Task statement » The response should consist of every record, reproduced exactly.
....................
PR #512, opened 2021-04-06
MM-34604 Better stats colours

crspeller:
#### Summary
Fixes the theme colors in the stats view. Not totally the best, but better designs for the stats view are coming. At least this doesn't burn your retinas. 

#### Screenshots
image
image

#### Ticket Link
https://mattermost.atlassian.net/browse/MM-34604

### DIFF
--- a/webapp/src/components/backstage/stats.tsx
+++ b/webapp/src/components/backstage/stats.tsx
@@ -120,6 +120,7 @@ const GraphBoxContainer = styled.div`
 
 const GraphBox: FC<GraphBoxProps> = (props: GraphBoxProps) => {
     const style = getComputedStyle(document.body);
+    const centerChannelFontColor = style.getPropertyValue('--center-channel-color');
     return (
         <GraphBoxContainer>
             <Line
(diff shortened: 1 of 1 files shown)


webapp/src/components/backstage/stats.tsx
```diff
@@ -97,18 +128,24 @@ const GraphBox: FC<GraphBoxProps> = (props: GraphBoxProps) => {
...
                             },
                         }],
                         xAxes: [{
                             scaleLabel: {
                                 display: true,
                                 labelString: props.xlabel,
+                                fontColor: style.getPropertyValue('--center-channel-color'),
+                            },
+                            ticks: {
+                                fontColor: style.getPropertyValue('--center-channel-color'),
```
agarciamontoro, line 148: Non-blocking nit: maybe move the four callls to `getPropertyValue` into a single variable?

agarciamontoro (approved):
This is much much better, thank you!

webapp/src/components/backstage/stats.tsx
crspeller: Makes sense!

cpoile (approved):

PR #516, opened 2021-04-13
MM-34098, MM-34047, MM-34482, MM-34567 - New Incident backstage: overview

cpoile:
#### Summary
- These are mostly webapp changes, so not too complicated to review I think.  Like I mentioned before, I tried to keep the components as small and compartmentalized as possible.
- The design hasn't been finalized, so I'm using a kind of Whimsical style. That will change.
- The Metrics component is placeholder for now.
- The backend changes are mostly related to adding the "changes since last update" textarea to the `Update Status` dialog, adding the defaults to the playbook templates, and connecting the playbook templates to the incident instance.
- I'm using the description field as the "changes since last update", this way we don't have to add anything to the SQL, and we weren't using it anyway. Tao doesn't want us to do anything with the channel headers anymore.

#### Notes / TODOs
- ~~This won't build / pass CI until we figure out what to do about npm 7 in CI~~ Builds and passes.
- ~~Do not merge -- there will be at least one more PR adding to this. This will be a feature branch until then.~~ Now that it fixes e2e, we should merge this asap.

#### This changes quite a few parts of the flow:
image

image

image

image

image

#### Ticket Link
- https://mattermost.atlassian.net/browse/MM-34047 - In `Update Status` dialog, separate the Current Status and Changes Since Last Update
- https://mattermost.atlassian.net/browse/MM-34482 - Description (changes since last update) in the RHS and backstage overview
- https://mattermost.atlassian.net/browse/MM-34567 - Participants list in backstage overview
- https://mattermost.atlassian.net/browse/MM-34098 - Prototyping the backstage overview


webapp/src/components/backstage/backstage.tsx
```diff
@@ -191,10 +193,12 @@ const Backstage: FC = () => {
                         <PlaybookList/>
                     </Route>
                     <Route path={`${match.url}/incidents/:incidentId`}>
-                        <BackstageIncidentDetails/>
+                        <IncidentBackstage/>
+                        {/*<BackstageIncidentDetails/>*/}
```
cpoile, line 197: `BackstageIncidentDetails` will be removed in final cleanup PR. I need them for now for reference.

webapp/src/components/backstage/backstage.tsx
```diff
@@ -191,10 +193,12 @@ const Backstage: FC = () => {
...
                     </Route>
                     <Route path={`${match.url}/incidents`}>
                         <BackstageIncidentList/>
+                        {/*<Dashboard/>*/}
```
cpoile, line 201: this is coming in a future PR

webapp/src/components/backstage/incidents/incident_backstage/overview/participants.tsx
```diff
@@ -0,0 +1,76 @@
...
+function Participant(props: { userId: string }) {
+    const [showMessage, setShowMessage] = useState(false);
+
+    return (
+        <ParticipantRow
+            onMouseEnter={() => setShowMessage(true)}
+            onMouseLeave={() => setShowMessage(false)}
+        >
+            <ProfileWithPosition userId={props.userId}/>
+            {showMessage && <SecondaryButtonRight>{'Message'}</SecondaryButtonRight>}
```
cpoile, line 73: Todo

webapp/src/hooks.ts
```diff
@@ -132,3 +131,61 @@ export function useProfilesInChannel() {
...
+export function useProfilesInChannel(channelId: string) {
+    const dispatch = useDispatch() as DispatchFunc;
+    const profilesInChannel = useSelector((state) => getProfileSetForChannel(state as GlobalState, channelId));
+
+    useEffect(() => {
+        if (profilesInChannel.length > 0) {
+            return;
+        }
+
+        dispatch(getProfilesInChannel(channelId, 0, PROFILE_CHUNK_SIZE));
```
agarciamontoro, line 144: This gets only a few of the profiles, right?

webapp/src/selectors.ts
```diff
@@ -110,3 +118,26 @@ const findLastUpdated = (incident: Incident) => {
...
+    } else if (profileSet === PROFILE_SET_ALL) {
+        currentProfiles = Object.keys(profiles).map((key) => profiles[key]);
+    } else {
+        currentProfiles = Array.from(profileSet).map((p) => profiles[p]);
+    }
+
+    currentProfiles = currentProfiles.filter((profile) => Boolean(profile));
+
+    return currentProfiles.sort(sortByUsername);
+}
```
agarciamontoro, line 137: Not sure about what this function does. Maybe add a comment?

agarciamontoro (approved):
The code looks good! I left a handful of comments, all of them nits, so nothing blocking. I also found some commented code in the CSS, but assumed it was because the design is not finished.

I like the small components, and *love* the new hooks, thank you!

agarciamontoro (changes requested):
I had skipped over the non-themed CSS before, because I assumed you were consciously not doing that until the design is finished. But it looks like some change here also broke the dark mode in the whole backstage:
image

server/incident/service.go
```diff
@@ -635,6 +635,14 @@ func (s *ServiceImpl) UpdateStatus(incidentID, userID string, options StatusUpda
 		s.pluginAPI.Log.Warn("failed to broadcast the status update to channel", "ChannelID", incidentToModify.BroadcastChannelID)
 	}
 
+	// Update the incident's description (tl;dr summary/customer impact)
+	if options.Description != incidentToModify.Description {
+		incidentToModify.Description = options.Description
+		if err = s.store.UpdateIncident(incidentToModify); err != nil {
+			return errors.Wrap(err, "failed to update incident")
+		}
+	}
```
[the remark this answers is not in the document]
cpoile: Good idea, don't know why I didn't do that originally. Done!

webapp/src/components/backstage/incidents/incident_backstage/overview/updates.tsx
```diff
@@ -0,0 +1,52 @@
...
+    incident: Incident;
+}
+
+const Updates = (props: Props) => {
+    const statusPosts = props.incident.status_posts.sort((a, b) => b.create_at - a.create_at);
+
+    return (
+        <TabPageContainer>
+            <Title>{'Updates'}</Title>
+            {statusPosts?.map((sp) => (
```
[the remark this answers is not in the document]
cpoile: Thanks -- I've changed this around a bit too to handle the case where there's no status posts.

webapp/src/components/backstage/incidents/shared.tsx
```diff
@@ -0,0 +1,92 @@
...
+    flex: 1;
+    margin-left: 20px;
+    //border: 1px solid green;
+`;
+
+export const TabPageContainer = styled.div<{first?: boolean}>`
+    font-size: 12px;
+    font-weight: normal;
+    margin-top: ${(props) => (props.first ? 0 : '20px')};
+`;
```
....................
Result of this exercise »
PR #512, opened 2021-04-06
MM-34604 Better stats colours

crspeller:
#### Summary
Fixes the theme colors in the stats view. Not totally the best, but better designs for the stats view are coming. At least this doesn't burn your retinas. 

#### Screenshots
image
image

#### Ticket Link
https://mattermost.atlassian.net/browse/MM-34604

### DIFF
--- a/webapp/src/components/backstage/stats.tsx
+++ b/webapp/src/components/backstage/stats.tsx
@@ -120,6 +120,7 @@ const GraphBoxContainer = styled.div`
 
 const GraphBox: FC<GraphBoxProps> = (props: GraphBoxProps) => {
     const style = getComputedStyle(document.body);
+    const centerChannelFontColor = style.getPropertyValue('--center-channel-color');
     return (
         <GraphBoxContainer>
             <Line
(diff shortened: 1 of 1 files shown)


webapp/src/components/backstage/stats.tsx
```diff
@@ -97,18 +128,24 @@ const GraphBox: FC<GraphBoxProps> = (props: GraphBoxProps) => {
...
                             },
                         }],
                         xAxes: [{
                             scaleLabel: {
                                 display: true,
                                 labelString: props.xlabel,
+                                fontColor: style.getPropertyValue('--center-channel-color'),
+                            },
+                            ticks: {
+                                fontColor: style.getPropertyValue('--center-channel-color'),
```
agarciamontoro, line 148: Non-blocking nit: maybe move the four callls to `getPropertyValue` into a single variable?

agarciamontoro (approved):
This is much much better, thank you!

webapp/src/components/backstage/stats.tsx
crspeller: Makes sense!

cpoile (approved):

PR #516, opened 2021-04-13
MM-34098, MM-34047, MM-34482, MM-34567 - New Incident backstage: overview

cpoile:
#### Summary
- These are mostly webapp changes, so not too complicated to review I think.  Like I mentioned before, I tried to keep the components as small and compartmentalized as possible.
- The design hasn't been finalized, so I'm using a kind of Whimsical style. That will change.
- The Metrics component is placeholder for now.
- The backend changes are mostly related to adding the "changes since last update" textarea to the `Update Status` dialog, adding the defaults to the playbook templates, and connecting the playbook templates to the incident instance.
- I'm using the description field as the "changes since last update", this way we don't have to add anything to the SQL, and we weren't using it anyway. Tao doesn't want us to do anything with the channel headers anymore.

#### Notes / TODOs
- ~~This won't build / pass CI until we figure out what to do about npm 7 in CI~~ Builds and passes.
- ~~Do not merge -- there will be at least one more PR adding to this. This will be a feature branch until then.~~ Now that it fixes e2e, we should merge this asap.

#### This changes quite a few parts of the flow:
image

image

image

image

image

#### Ticket Link
- https://mattermost.atlassian.net/browse/MM-34047 - In `Update Status` dialog, separate the Current Status and Changes Since Last Update
- https://mattermost.atlassian.net/browse/MM-34482 - Description (changes since last update) in the RHS and backstage overview
- https://mattermost.atlassian.net/browse/MM-34567 - Participants list in backstage overview
- https://mattermost.atlassian.net/browse/MM-34098 - Prototyping the backstage overview


webapp/src/components/backstage/backstage.tsx
```diff
@@ -191,10 +193,12 @@ const Backstage: FC = () => {
                         <PlaybookList/>
                     </Route>
                     <Route path={`${match.url}/incidents/:incidentId`}>
-                        <BackstageIncidentDetails/>
+                        <IncidentBackstage/>
+                        {/*<BackstageIncidentDetails/>*/}
```
cpoile, line 197: `BackstageIncidentDetails` will be removed in final cleanup PR. I need them for now for reference.

webapp/src/components/backstage/backstage.tsx
```diff
@@ -191,10 +193,12 @@ const Backstage: FC = () => {
...
                     </Route>
                     <Route path={`${match.url}/incidents`}>
                         <BackstageIncidentList/>
+                        {/*<Dashboard/>*/}
```
cpoile, line 201: this is coming in a future PR

webapp/src/components/backstage/incidents/incident_backstage/overview/participants.tsx
```diff
@@ -0,0 +1,76 @@
...
+function Participant(props: { userId: string }) {
+    const [showMessage, setShowMessage] = useState(false);
+
+    return (
+        <ParticipantRow
+            onMouseEnter={() => setShowMessage(true)}
+            onMouseLeave={() => setShowMessage(false)}
+        >
+            <ProfileWithPosition userId={props.userId}/>
+            {showMessage && <SecondaryButtonRight>{'Message'}</SecondaryButtonRight>}
```
cpoile, line 73: Todo

webapp/src/hooks.ts
```diff
@@ -132,3 +131,61 @@ export function useProfilesInChannel() {
...
+export function useProfilesInChannel(channelId: string) {
+    const dispatch = useDispatch() as DispatchFunc;
+    const profilesInChannel = useSelector((state) => getProfileSetForChannel(state as GlobalState, channelId));
+
+    useEffect(() => {
+        if (profilesInChannel.length > 0) {
+            return;
+        }
+
+        dispatch(getProfilesInChannel(channelId, 0, PROFILE_CHUNK_SIZE));
```
agarciamontoro, line 144: This gets only a few of the profiles, right?

webapp/src/selectors.ts
```diff
@@ -110,3 +118,26 @@ const findLastUpdated = (incident: Incident) => {
...
+    } else if (profileSet === PROFILE_SET_ALL) {
+        currentProfiles = Object.keys(profiles).map((key) => profiles[key]);
+    } else {
+        currentProfiles = Array.from(profileSet).map((p) => profiles[p]);
+    }
+
+    currentProfiles = currentProfiles.filter((profile) => Boolean(profile));
+
+    return currentProfiles.sort(sortByUsername);
+}
```
agarciamontoro, line 137: Not sure about what this function does. Maybe add a comment?

agarciamontoro (approved):
The code looks good! I left a handful of comments, all of them nits, so nothing blocking. I also found some commented code in the CSS, but assumed it was because the design is not finished.

I like the small components, and *love* the new hooks, thank you!

agarciamontoro (changes requested):
I had skipped over the non-themed CSS before, because I assumed you were consciously not doing that until the design is finished. But it looks like some change here also broke the dark mode in the whole backstage:
image

server/incident/service.go
```diff
@@ -635,6 +635,14 @@ func (s *ServiceImpl) UpdateStatus(incidentID, userID string, options StatusUpda
 		s.pluginAPI.Log.Warn("failed to broadcast the status update to channel", "ChannelID", incidentToModify.BroadcastChannelID)
 	}
 
+	// Update the incident's description (tl;dr summary/customer impact)
+	if options.Description != incidentToModify.Description {
+		incidentToModify.Description = options.Description
+		if err = s.store.UpdateIncident(incidentToModify); err != nil {
+			return errors.Wrap(err, "failed to update incident")
+		}
+	}
```
[the remark this answers is not in the document]
cpoile: Good idea, don't know why I didn't do that originally. Done!

webapp/src/components/backstage/incidents/incident_backstage/overview/updates.tsx
```diff
@@ -0,0 +1,52 @@
...
+    incident: Incident;
+}
+
+const Updates = (props: Props) => {
+    const statusPosts = props.incident.status_posts.sort((a, b) => b.create_at - a.create_at);
+
+    return (
+        <TabPageContainer>
+            <Title>{'Updates'}</Title>
+            {statusPosts?.map((sp) => (
```
[the remark this answers is not in the document]
cpoile: Thanks -- I've changed this around a bit too to handle the case where there's no status posts.

webapp/src/components/backstage/incidents/shared.tsx
```diff
@@ -0,0 +1,92 @@
...
+    flex: 1;
+    margin-left: 20px;
+    //border: 1px solid green;
+`;
+
+export const TabPageContainer = styled.div<{first?: boolean}>`
+    font-size: 12px;
+    font-weight: normal;
+    margin-top: ${(props) => (props.first ? 0 : '20px')};
+`;
```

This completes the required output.